Allegany and Wyoming County District Attorneys Won’t Enforce SAFE Act Capacity Limit
Number of WNY counties no longer prosecuting the capacity limit provision of the SAFE Act grows to five
JANUARY 8, 2019 – BUFFALO, N.Y. – Joining their colleagues in Erie, Niagara, and Chautauqua Counties, Allegany County District Attorney Keith A. Slep and Wyoming County District Attorney Donald O’Geen directly stated this week they are not enforcing the SAFE Act seven-round capacity limit.
2AWNY Civil Rights Advocate Steve Felano asked D.A. Slep “Please advise with all deliberate speed, will you immediately be halting enforcement of the SAFE Act seven-round limit in Allegany County?” Slep responded by email:
“I never have or any other provision against non felons and never will.”
Addressing the same query from Felano relative to Wyoming County, D.A. O’Geen responded by email:
“I am not sure why all of the declarations regarding this issue. Once it’s declared unconstitutional it cannot ethically or legally be enforced. We have sworn to uphold the constitution and that means not enforcing items that are ruled unconstitutional. Therefore there is nothing to cease because the police are not charging anyone under this section and thus we are not prosecuting. If charged by mistake it would have to be dismissed. I guess I don’t understand where the ambiguity lies. Hope that helps.”
D.A. O’Geen went on to state that Governor Cuomo and New York State legislators have a duty to remove laws from the books that are found to be unconstitutional, like the seven-round capacity provision of the SAFE Act that was ruled unconstitutional in 2013 and 2015.
“To leave it is negligence and hypocrisy because these [Cuomo and NYS legislators] are the same people who worry about wrongful convictions.” O’Geen said.
Sensing the rising tide of counties across WNY and beyond that are choosing not to enforce provisions of the SAFE Act due to the vagueness of the legislative language that infers the unconstitutionality of the Act overall, a spokesperson for Governor Cuomo issued a statement Monday.

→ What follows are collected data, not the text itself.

PR #2458, opened 2019-12-11
Use squiggly heredocs instead of rails strip_heredoc

gravitystorm:
Squiggly heredocs were introduced in ruby 2.3 and I prefer the ability to indent the closing heredoc marker.

### DIFF
--- a/test/controllers/api/changesets_controller_test.rb
+++ b/test/controllers/api/changesets_controller_test.rb
@@ -282,7 +282,7 @@ module Api
 
       # simple diff to change a node, way and relation by removing
       # their tags
-      diff = <<CHANGESET.strip_heredoc
+      diff = <<~CHANGESET
         <osmChange>
          <modify>
           <node id='#{node.id}' lon='0' lat='0' changeset='#{changeset_id}' version='1'/>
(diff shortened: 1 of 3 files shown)


tomhughes:
What I'm wondering is why the `Layout/HeredocIndentation` cop wasn't complaining about this, and still doesn't for the remaining `<<-` style here documents in the code...

In rubocop 0.77 it should be on by default and enforcing squiggly but it doesn't seem to be, even after I manually configure it on :-(

tomhughes:
I think the cop doesn't quite do what I expect, or what it's documentation suggests - looking at https://github.com/rubocop-hq/rubocop/blob/master/lib/rubocop/cop/layout/heredoc_indentation.rb#L75 it will bail out on a non-squiggly here doc if it has any identation. So it will only complain about unindented here docs and suggest indenting them with a squiggly here doc.

gravitystorm:
See also https://github.com/rubocop-hq/rubocop/issues/6512

tomhughes:
I fixed a few more in the AMF code ;-) https://github.com/openstreetmap/openstreetmap-website/commit/7531060a12fcdcadc05cba4e2bf803a87bab66f1

PR #3606, opened 2022-07-20
Add testing on Ubuntu 22.04

tomhughes:
This is more painful that it ought to be for a number of annoying reasons...

Firstly https://github.com/ruby/setup-ruby currently only supports ruby 3.1 on 22.04 even though 22.04 actually ships with 3.0 as the system ruby - apparently 3.1 is the first version that builds with openssl 3 out of the box so I guess Ubuntu must have patched 3.0 for the system build.

Secondly the forced move to a snap for Firefox means that geckodriver has (currently at least) gone away ([discussion here](https://bugs.launchpad.net/ubuntu/+source/firefox/+bug/1968266)) so we need to switch to Chrome and hope we won't have the same problem there once they force a move to snap for that!

Finally because chrome in headless mode doesn't support browser preferences ([discussion here](https://bugs.chromium.org/p/chromedriver/issues/detail?id=1925)) we have to set the preferred language in the environment before starting it instead.

### DIFF
--- a/.github/workflows/tests.yml
+++ b/.github/workflows/tests.yml
@@ -10,8 +10,8 @@ jobs:
     name: Ubuntu ${{ matrix.ubuntu }}, Ruby ${{ matrix.ruby }}
     strategy:
       matrix:
-        ubuntu: [20.04]
-        ruby: [2.7, 3.0]
+        ubuntu: [20.04, 22.04]
+        ruby: [2.7, 3.0, 3.1]
     runs-on: ubuntu-${{ matrix.ubuntu }}
     env:
       RAILS_ENV: test


tomhughes:
The docker run is failing because chromium has in fact been moved to snap only in 22.04 but snaps can't be installed in a docker container so that's that for docker.

gravitystorm:
> The docker run is failing because chromium has in fact been moved to snap only in 22.04 but snaps can't be installed in a docker container so that's that for docker.

For docker, can we just run `bundle exec rails test` i.e. skip the system tests? I'd be happy with that, since running the tests there in CI is more to make sure that the development environment is set up correctly, rather than running all the tests per se.

But in saying that, what's the point in having a development environment where you can't run the system tests? I guess some for some tasks that will be sufficient, but it does rather imply that some developers won't be able to write them or run them. So I guess we need some solution so that devs who want to develop using our docker configuration, can still run all the tests.

> Secondly the forced move to a snap for Firefox means that geckodriver has (currently at least) gone away

Hmm, I wonder if either a) we should wait for geckodriver-and-snap-based solution to appear (although that might still have docker implications) or b) should we switch to using a deb package instead of snap? The linked [askubuntu](https://askubuntu.com/questions/1399383/how-to-install-firefox-as-a-traditional-deb-package-without-snap-in-ubuntu-22) thread highlights the [mozillateam PPA](https://launchpad.net/%7Emozillateam/+archive/ubuntu/ppa) but I don't know what the implications are of doing that. And I guess even then we'll have the problem of most developers (like me) will have a local system on which firefox is installed as a snap.

Oh what a headache!

tomhughes:
I did try a mozilla PPA from one of the bugs but it turned out not to have builds for jammy but I see that one does.

tomhughes:
I spent considerable time on this and I'm coming to the conclusion that sadly you might be right about need to disable system tests in docker.

The first I tried was the firefox repo you mentioned, and that actually works in docker but I can't get it to work for the main tests - trying to add the repo bombs out with an error about held packages but I can't figure out what they are. Presumably something to do with how github build their base images and install firefox in them.

I then tried switching the docker container to use Debian instead of Ubuntu as Debian has a non-snap version of chrome but that still doesn't get on with being run inside a docker container. I'm not sure exactly what is going on but I think there are fundamental conflicts with chromium's sandboxing trying to run inside the docker sandbox, even with `--no-sandbox` passed to chrome.

tomhughes:
It's been reported on https://bugs.launchpad.net/ubuntu/+source/firefox/+bug/1968266 that geckdriver has been fixed and my tests seem to confirm that it is now working, and that ruby-setup now supports 2.7 and 3.0 on 22.04 which fixes all the problems here.

Issue #3396, opened 2021-12-14
When creator of a note is deleted, the first commentator looks like the creator


Strubbl:
### URL

https://www.openstreetmap.org/note/1598467

### How to reproduce the issue?

1. create a note with a user
2. comment the same note with a different user
3. delete the user who has created the not
4. now i looks like the user from 2. has created the note

### Screenshot(s) or anything else?

I the german osm forum this discussion came up: https://forum.openstreetmap.org/viewtopic.php?id=74374

It is confusing, that the first commentator and his/her comment looks like it was the original note text when the person who has created the note, is deleted in osm.

AntonKhorev:
Fixed in #5609

Issue #3450, opened 2022-02-09
Notes throw errors if there are no visible comments


gravitystorm:
It's not possible to view a note if there are no visible comments. This can come about either:

* There's only one comment (the original) and the user is deleted (see #3398)
* There's only one comment (the original) and that comment is hidden (see #3438)

In both cases, you get errors, albeit different ones in each case. But the point remains that there's a lot of (untested) logic that assumes there's at least one note comment visible.

Related:
* #3396 
* https://github.com/gravitystorm/openstreetmap-website/issues/6

mmd-osm:
I thought I tested a scenario where all notes were hidden, and I don't remember seeing an error message for non-moderators. Hmm.

mmd-osm:
Good point. What would be your suggestion here? Should the new API endpoint block any attempts to delete the first comment?

gravitystorm:
> Good point. What would be your suggestion here?

I don't know. I think relying on the fact that the first comment has the "opened" event, and that there's no other "opened" events, seems fragile - but I'm not entirely sure why I feel that. But maybe that's a workaround until we sort things out properly?

mmd-osm:
Hmm. An "opened" event is used exclusively when creating a new note. https://github.com/openstreetmap/openstreetmap-website/blob/master/app/controllers/api/notes_controller.rb#L76

I think what needs to be clarified first is whether we want the opening event to be hidden at all, and other parts of the code need to be adjusted to handle this case properly.

gravitystorm:
I've moved the discussion of the "opened" comment to the PR in #3438 , since this issue is to deal with the wider problems of the current implementation.

AntonKhorev:
Fixed in #5609

PR #3608, opened 2022-07-20
Show notes with no visible comments; show only first comment as note description

AntonKhorev:
* Note description is not shown if there are no visible comments or if the first visible comment is not the first actual comment. In the latter case the first visible comment is shown below "Created by", "Location" etc along with regular comments.
* Since reading `note.author` may cause a crash, don't read it, use `note.all_comments.first.author` instead. `note.all_comments.last.author` was already in use. If this user is deleted, the comment will be shown as "by deleted".

This should allow not to crash on notes without comments, fixing #2146 (and #2176 should not be required).

That's not a complete fix for notes without comments because some client-side js expects comments to be present.

### DIFF
--- a/app/controllers/notes_controller.rb
+++ b/app/controllers/notes_controller.rb
@@ -43,6 +43,7 @@ class NotesController < ApplicationController
       @note = Note.visible.find(params[:id])
       @note_comments = @note.comments
     end
+    @note_description_comments_count = !@note_comments.empty? && @note_comments[0] == @note.all_comments[0] ? 1 : 0
   rescue ActiveRecord::RecordNotFound
     render :template => "browse/not_found", :status => :not_found
   end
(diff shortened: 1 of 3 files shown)


mmd-osm:
Did you already check how this fits with #3441 ?

AntonKhorev:
Also should fix #3396.

AntonKhorev:
> Did you already check how this fits with #3441? I'd be happy if we could avoid some (larger) rework here, and see how different pieces could fit together nicely.

Seems to work ok with one line line of code to be changed manually, the one that decides how many comments to drop to get regular comments:

    <% @note_comments.drop(1).each do |comment| %>

to

    <% @note_comments.drop(@note_description_comments_count).each do |comment| %>

AntonKhorev:
https://github.com/openstreetmap/openstreetmap-website/issues/2146 fixed in this PR has another unclosed duplicate https://github.com/openstreetmap/openstreetmap-website/issues/3450 (as mentioned [here](https://community.openstreetmap.org/t/error-trying-to-access-note/2199))

AntonKhorev:
No longer necessary after https://github.com/openstreetmap/openstreetmap-website/pull/5609 and preceding PRs.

“This is old news,” Governor Cuomo’s office claimed. “The State Police have not enforced the provision since the court decision years ago, while 99 percent of the strongest gun law in the nation has withstood scrutiny on every front.”
“What Governor Cuomo and his progressive fanboys flagrantly ignore is that 100 percent of the SAFE Act has escaped scrutiny in one, crucial arena – the U.S. Supreme Court,” 2AWNY Civil Rights Advocate Steve Felano said. “99 percent of the SAFE Act has only withstood scrutiny within the minds on New York State judges. These judges believe that burdens on the Second Amendment need only withstand intermediate judicial scrutiny to be viewed as constitutional, which is a delusion held by progressives that is completely false. Strict scrutiny is the correct litmus test for a clearly-enumerated constitutional right like the Second Amendment. Furthermore, it’s obvious that the necessary resources and interest from police and district attorneys to enforce the SAFE Act simply do not exist. Finally, given the current makeup of the U.S. Supreme Court and the questionable status of Justice Ginsburg, it appears inevitable that the SAFE Act will receive a harsh beating by the Court’s conservative majority. As such, for the progressive dream of unconstitutional gun control that capitulates to the uninformed opinion of the downstate hordes, the end is neigh. The SAFE Act appears destined to die in the halls of the U.S. Supreme Court. My condolences, Emperor Cuomo. Your subjects are staging a revolt against your imperial edicts.”
Following are the legal challenges to the SAFE Act and the New York State pistol permitting requirement that will build upon the momentum of SAFE Act non-enforcement decisions in 2019:
- The People of the State of New York v. Benjamin Wassell – This case, expected to be argued in New York State Supreme Court on February 28th, 2019, seeks to reverse a SAFE Act conviction erroneously applied to a Western New York resident.
- Libertarian Party of Erie County v. Cuomo – This case, expected to be argued before the U.S. Court of Appeals in February 2019 (one step away from U.S. Supreme Court review), seeks to nullify New York State’s pistol permit requirement.